The NFL’s new “anthem policy” requires players to “respect” the flag and the national anthem or stay in the locker room until it is played. The NFL refers to this as a compromise — it was anything but.
This was a mandate, not a decision arrived at through a collaborative process. Despite claiming that they would consult with the players before making a decision on this issue, the National Football League Players Association said, “The NFL chose to not consult the union in the development of this new ‘policy.’” So, the league and owners will decide what shows “respect.”
Kneeling is out. The Pittsburgh Steelers indicated that raising a fist or linking arms is out. If one team decides a gesture or posture is respectful, but another team doesn’t like it, what will happen? One of the NFL officials actually said, “We will know it when we see it.”

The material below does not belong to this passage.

PR #34962, opened 2026-05-13
cmd/geth: fix ctx.IsSet return true even flags like --sepolia=false

cuiweixie:


s1na:
Myeah that's an extremely weird flag to pass in. I don't think we need to fix all of these across the codebase. If someone passes in that flag it's on them honestly.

Players who want to kneel (or raise a fist or link arms or do some other kind of gesture) are told, “If you do that on the field, we will take money away from you.” This is simply a variation of an old, familiar theme. Don’t demonstrate in the street because you block my commute home. Don’t demonstrate downtown, I have shopping to do. Don’t demonstrate at a sporting event because you take away from my entertainment. Why can’t you all just shut up and dribble?
Telling players to stay in the locker room also rings familiar, as well. Get to the back of the bus. Get to the other water fountain. Do not appear in public in ways that will threaten or displease White people in America. If you want to protest, do it in a way that White folks don’t have to see it or deal with your claimed injustices.
And with the collusion to keep Colin Kaepernick out of the league, combined with teams asking free agents if they will stand during the anthem, another message is being delivered. Be thankful you are making all that money — you play a game for a living. If we didn’t allow you to be making this money, you would be out there with the rest of “them.”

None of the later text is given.